Casablanca la méconnue
Le vieux centre, laboratoire d’architecture
Pour arpenter les ruelles du vieux centre, trésor architectural sous-estimé devenu aujourd’hui quartier des affaires et de la presse, rien ne vaut quelques heures de visite avec Casa Mémoire. Depuis 1994, sans aide publique, cette association se bat pour classer et promouvoir le patrimoine de la ville, qui fut au milieu du XXe siècle le théâtre d’une frénésie moderniste impulsée par le maréchal Lyautey. « C’était presque l’Amérique ! », s’exclame Jacqueline Aluchon, cofondatrice de Casa Mémoire, la voix cassée à force de s’élever au-dessus des klaxons.
De l'église du Sacré-Cœur au marché central, entre ruelles, passages, halls et boulevards, les architectes et urbanistes bénévoles de Casa Mémoire décryptent le Casa des années 1920 à 1950. Un laboratoire architectural d’avant-garde construit autour des centres de pouvoir – Grande Poste, tribunal, préfecture – où s’est exercé le savoir-faire de Prost, Ecochard, Perret ou Candilis, dans un esprit de pragmatisme et d’hygiénisme. Azulejos néo-mauresques, figures géométriques Art déco ponctuées de zellige et tentations néo-classiques se côtoient dans un audacieux éclectisme.

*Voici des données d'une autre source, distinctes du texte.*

PR #657, opened 2023-11-02
STONEBLD-1803 Add rpm-ostree task

stuartwdouglas:
This allows the multi platform controller to create images that are bootable on VMs.

### DIFF
--- a/task/rpm-ostree/0.1/rpm-ostree.yaml
+++ b/task/rpm-ostree/0.1/rpm-ostree.yaml
@@ -1,0 +1,223 @@
+apiVersion: tekton.dev/v1beta1
+kind: Task
+metadata:
+  annotations:
+    tekton.dev/pipelines.minVersion: 0.12.1
+    tekton.dev/tags: image-build, appstudio, hacbs
+  labels:
+    app.kubernetes.io/version: "0.1"
+    build.appstudio.redhat.com/build_type: rpm-ostree
+    build.appstudio.redhat.com/multi-platform-required: "true"
+  name: rpm-ostree
+spec:
+  description: RPM Ostree
+  params:
+  - description: Reference of the image rpm-ostree will produce.
+    name: IMAGE
+    type: string
+  - default: quay.io/redhat-user-workloads/project-sagano-tenant/ostree-builder/ostree-builder-fedora-38:d124414a81d17f31b1d734236f55272a241703d7
+    description: The location of the rpm-ostree builder image.
+    name: BUILDER_IMAGE
+    type: string
+  - default: .
+    description: Path to the directory to use as context.
+    name: CONTEXT
+    type: string
+  - description: The file to use to build the image
+    name: IMAGE_FILE
+    type: string
+  - default: "true"
+    description: Verify the TLS on the registry endpoint (for push/pull to a non-TLS
+      registry)
+    name: TLSVERIFY
+    type: string
+  - default: ""
+    description: Delete image tag after specified time. Empty means to keep the image
+      tag. Time values could be something like 1h, 2d, 3w for hours, days, and weeks,
+      respectively.
+    name: IMAGE_EXPIRES_AFTER
+    type: string
+  - default: ""
+    description: The image is built from this commit.
+    name: COMMIT_SHA
+    type: string
+  - description: The platform to build on
+    name: PLATFORM
+    type: string
+  results:
+  - description: Digest of the image just built
+    name: IMAGE_DIGEST
+  - description: Image repository where the built image was pushed
+    name: IMAGE_URL
+  - description: Digests of the base images used for build
+    name: BASE_IMAGES_DIGESTS
+  stepTemplate:
+    env:
+    - name: CONTEXT
+      value: $(params.CONTEXT)
+    - name: IMAGE_FILE
+      value: $(params.IMAGE_FILE)
+    - name: IMAGE
+      value: $(params.IMAGE)
+    - name: TLSVERIFY
+      value: $(params.TLSVERIFY)
+    - name: IMAGE_EXPIRES_AFTER
+      value: $(params.IMAGE_EXPIRES_AFTER)
+    - name: BUILDER_IMAGE
+      value: $(params.BUILDER_IMAGE)
+    name: ""
+    resources: {}
+  steps:
+  - env:
+    - name: COMMIT_SHA
+      value: $(params.COMMIT_SHA)
+    image: quay.io/redhat-appstudio/multi-platform-runner:01c7670e81d5120347cf0ad13372742489985e5f
+    imagePullPolicy: Always
+    name: build
+    resources:
+      limits:
+        cpu: "0.5"
+        memory: 512Mi
+      requests:
+        cpu: 250m
+        memory: 128Mi
+    script: |-
+      set -o verbose
+      set -eu
+      set -o pipefail
+      mkdir -p ~/.ssh
+      if [ -e "/ssh/error" ]; then
+        #no server could be provisioned
+        cat /ssh/error
+        exit 1
+      fi
+      cp /ssh/id_rsa ~/.ssh
+      chmod 0400 ~/.ssh/id_rsa
+      export SSH_HOST=$(cat /ssh/host)
+      export BUILD_DIR=$(cat /ssh/user-dir)
+      export SSH_ARGS="-o StrictHostKeyChecking=no"
+      mkdir -p scripts
+      echo "$BUILD_DIR"
+      ssh $SSH_ARGS "$SSH_HOST"  mkdir -p "$BUILD_DIR/workspaces" "$BUILD_DIR/scripts" "$BUILD_DIR/tmp"
+
+      rsync -ra $(workspaces.source.path)/ "$SSH_HOST:$BUILD_DIR/workspaces/source/"
+      cat >scripts/script-build.sh <<'REMOTESSHEOF'
+      #!/bin/sh
+      set -o verbose
+      cd $(workspaces.source.path)
+      rpm-ostree compose image --initialize-mode always --format oci "source/$IMAGE_FILE" rhtap-final-image
+
+      REMOTESSHEOF
+      chmod +x scripts/script-build.sh
+      rsync -ra scripts "$SSH_HOST:$BUILD_DIR"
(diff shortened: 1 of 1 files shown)


chmeliik:
Would you be able to explain more in the commit message? I don't really have any context for what this is and why we want it

task/rpm-ostree/0.1/rpm-ostree.yaml
```diff
@@ -0,0 +1,230 @@
...
+    name: create-purl-sbom
+    resources: {}
+    script: |
+      #!/bin/python3
+      import json
+
+      with open("./sbom-cyclonedx.json") as f:
+        cyclonedx_sbom = json.load(f)
+
+      purls = [{"purl": component["purl"]} for component in cyclonedx_sbom["components"] if "purl" in component]
```
tkdchen, line 159: There was an update to this line for other build tasks: `cyclonedx_sbom.get("components", [])`

stuartwdouglas: Thanks, I have made the same change.

task/buildah-remote/0.1/buildah-remote.yaml
```diff
@@ -104,7 +104,7 @@ spec:
   - env:
     - name: COMMIT_SHA
       value: $(params.COMMIT_SHA)
-    image: quay.io/redhat-user-workloads/rhtap-build-tenant/multi-arch-controller/hacktask-image-multi-platform-controller:build-dfd73-1698382902@sha256:d733531a07ede2e73500c500a33cdaf78332db146ffdc23d3c1a71b253a734b6
+    image: quay.io/redhat-appstudio/multi-platform-runner:01c7670e81d5120347cf0ad13372742489985e5f
```
chmeliik, line 107: IIUC the commit-hash tag for this image is pinned in the taskgen script, which means the image doesn't self-update (via Renovate). Updating the image would require bumping the tag in https://github.com/redhat-appstudio/multi-platform-controller/blob/main/cmd/taskgen/main.go, and bumping the taskgen image tag in `hack/generate-buildah-remote.sh`

Could be improved in the future?

task/rpm-ostree/0.1/rpm-ostree.yaml
```diff
@@ -0,0 +1,230 @@
...
+    build.appstudio.redhat.com/build_type: rpm-ostree
+    build.appstudio.redhat.com/multi-platform-required: "true"
+  name: rpm-ostree
+spec:
+  description: RPM Ostree
+  params:
+  - description: Reference of the image rpm-ostree will produce.
+    name: IMAGE
+    type: string
+  - default: quay.io/sdouglas/rpm-ostree:dev
```
chmeliik, line 18: Assuming this is temporary

task/rpm-ostree/0.1/rpm-ostree.yaml
```diff
@@ -0,0 +1,230 @@
...
+  - env:
+    - name: COMMIT_SHA
+      value: $(params.COMMIT_SHA)
+    image: quay.io/redhat-appstudio/multi-platform-runner:01c7670e81d5120347cf0ad13372742489985e5f
+    imagePullPolicy: Always
+    name: build
+    resources:
+      limits:
+        cpu: "2"
+        memory: 4402341478400m
```
chmeliik, line 86: If I'm reading it right, this is about 4 Gi? Could it be specified in a more readable way?

task/rpm-ostree/0.1/rpm-ostree.yaml
```diff
@@ -0,0 +1,230 @@
...
+      chmod +x scripts/script-build.sh
+      rsync -ra scripts "$SSH_HOST:$BUILD_DIR"
+      ssh $SSH_ARGS "$SSH_HOST" podman run --mount type=bind,source=$BUILD_DIR/tmp,target=/var/tmp,relabel=shared --privileged -e CONTEXT="$CONTEXT" -e IMAGE_FILE="$IMAGE_FILE" -e IMAGE="$IMAGE" -e IMAGE_EXPIRES_AFTER="$IMAGE_EXPIRES_AFTER" -e COMMIT_SHA="$COMMIT_SHA"  --rm  -v "$BUILD_DIR/workspaces/source:$(workspaces.source.path):Z"  -v $BUILD_DIR/scripts:/script:Z --user=0  "$BUILDER_IMAGE" /script/script-build.sh
+      rsync -ra "$SSH_HOST:$BUILD_DIR/workspaces/source/" "$(workspaces.source.path)/"
+      cp -r rhtap-final-image /var/lib/containers/rhtap-final-image
+      buildah pull oci:rhtap-final-image
+      buildah images
+      buildah tag localhost/rhtap-final-image "$IMAGE"
+      container=$(buildah from --pull-never "$IMAGE")
+    securityContext:
```
chmeliik, line 126: Is the `container=...` command needed here?

task/rpm-ostree/0.1/rpm-ostree.yaml
```diff
@@ -0,0 +1,230 @@
...
+  - description: Image repository where the built image was pushed
+    name: IMAGE_URL
+  - description: Digests of the base images used for build
+    name: BASE_IMAGES_DIGESTS
+  - description: The counting of Java components by publisher in JSON format
+    name: SBOM_JAVA_COMPONENTS_COUNT
+    type: string
+  - description: The Java dependencies that came from community sources such as Maven
+      central.
+    name: JAVA_COMMUNITY_DEPENDENCIES
```
chmeliik, line 59: Are these two needed? Is it that all the build tasks must declare the same results?

task/rpm-ostree/0.1/rpm-ostree.yaml
```diff
@@ -0,0 +1,230 @@
...
+    workingDir: $(workspaces.source.path)
+  - image: quay.io/redhat-appstudio/syft:v0.94.0
+    name: sbom-syft-generate
+    resources:
+      limits:
+        memory: 6Gi
+      requests:
+        memory: 6Gi
+    script: |
+      syft oci-dir:/var/lib/containers/rhtap-final-image --file=$(workspaces.source.path)/sbom-cyclonedx.json --output=cyclonedx-json
```
chmeliik, line 145: `--file` is deprecated for this syft version https://github.com/redhat-appstudio/build-definitions/commit/327db8cc4fc4a28ae1aca08d441cf46b3a6beeb7

chmeliik (commented):
Overall seems reasonable :+1: 

Got a couple details

hack/generate-buildah-remote.sh
```diff
@@ -1,4 +1,4 @@
 #!/bin/bash
 
 SCRIPTDIR="$( cd "$( dirname "${BASH_SOURCE[0]}" )" >/dev/null 2>&1 && pwd )"
-podman run -v "$SCRIPTDIR"/..:/data quay.io/redhat-user-workloads/rhtap-build-tenant/multi-arch-controller/multi-arch-controller:taskgen-221979523603b730feca730aeb9d43f24a3c1e67  --buildah-task=/data/task/buildah/0.1/buildah.yaml --remote-task=/data/task/buildah-remote/0.1/buildah-remote.yaml
+podman run -v "$SCRIPTDIR"/..:/data quay.io/redhat-user-workloads/rhtap-build-tenant/multi-arch-controller/multi-arch-controller:taskgen-e008b351d34597c08b6731f21de37b3103662431  --buildah-task=/data/task/buildah/0.1/buildah.yaml --remote-task=/data/task/buildah-remote/0.1/buildah-remote.yaml
```
chmeliik, line 4: This update (and the corresponding buildah-remote update) doesn't seem connected to the rest of this change. Could you split it into a separate commit?

task/rpm-ostree/0.1/rpm-ostree.yaml
stuartwdouglas: Oops, I had been testing with a RHTAP built image in redhat-user-workloads, and missed the default was still personal. I will update it to the redhat-user-workloads one, but I can't just build on GH actions like other images as it needs to be multi platform image>

task/rpm-ostree/0.1/rpm-ostree.yaml
stuartwdouglas: This was copied from the buildah-remote task originally, as I thought I could mostly keep them in sync. They are two different and this does not need 4g anyway, I will update.

task/rpm-ostree/0.1/rpm-ostree.yaml
stuartwdouglas: no, it was a leftover from the copy

hack/generate-buildah-remote.sh
stuartwdouglas: without this the buildah-remote task and this one would end up out of sync with the images they are using.

chmeliik: It doesn't seem like this script touches rpm-ostree though :thinking:

task/rpm-ostree/0.1/rpm-ostree.yaml
chmeliik: Could be built in RHTAP eventually?

task/rpm-ostree/0.1/rpm-ostree.yaml
stuartwdouglas: I have removed it. The original intention was to make it as close to the buildah task as possible, but it was not really possible.

task/rpm-ostree/0.1/rpm-ostree.yaml
stuartwdouglas: fixed

hack/generate-buildah-remote.sh
stuartwdouglas: Yea, there is another PR. It has been a long day.

chmeliik: Ah, ok. We can probably drop the change in the buildah-remote task as well then :slightly_smiling_face:

chmeliik (approved):
LGTM

Just the change in `task/buildah-remote/0.1/buildah-remote.yaml` is not necessary

chmeliik:
> LGTM
> 
> Just the change in `task/buildah-remote/0.1/buildah-remote.yaml` is not necessary

Oh, and your CI check caught that anyway :tada:

task/buildah-remote/0.1/buildah-remote.yaml
stuartwdouglas: It definitely can be improved.

cgwalters:
> Would you be able to explain more in the commit message? I don't really have any context for what this is and why we want it

It's used by https://github.com/centos/sagano

See also https://github.com/containers/bootc and https://coreos.github.io/rpm-ostree/container/#creating-base-images

(At the current time the command requires privileges, but that's a bug we will eventually fix)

Parmi les perles rares du quartier, un immeuble de Marius Boyer ouvert sur l’intérieur, aux airs new-yorkais. Bien qu’horriblement noircis, certains buildings en béton armé témoignent de structures impeccables, sans fissures. Mais le centre affiche de douloureuses pertes : ainsi l’immense cinéma Vox, détruit pour que soit ouverte une place de France qui sépare définitivement la médina de la nouvelle ville. L’hôtel Hyatt, dénué de caractère, renvoie un piètre reflet au magnifique Exelsior, premier grand hôtel construit en 1918 pour remédier aux problèmes de logement dans l’eldorado casablancais.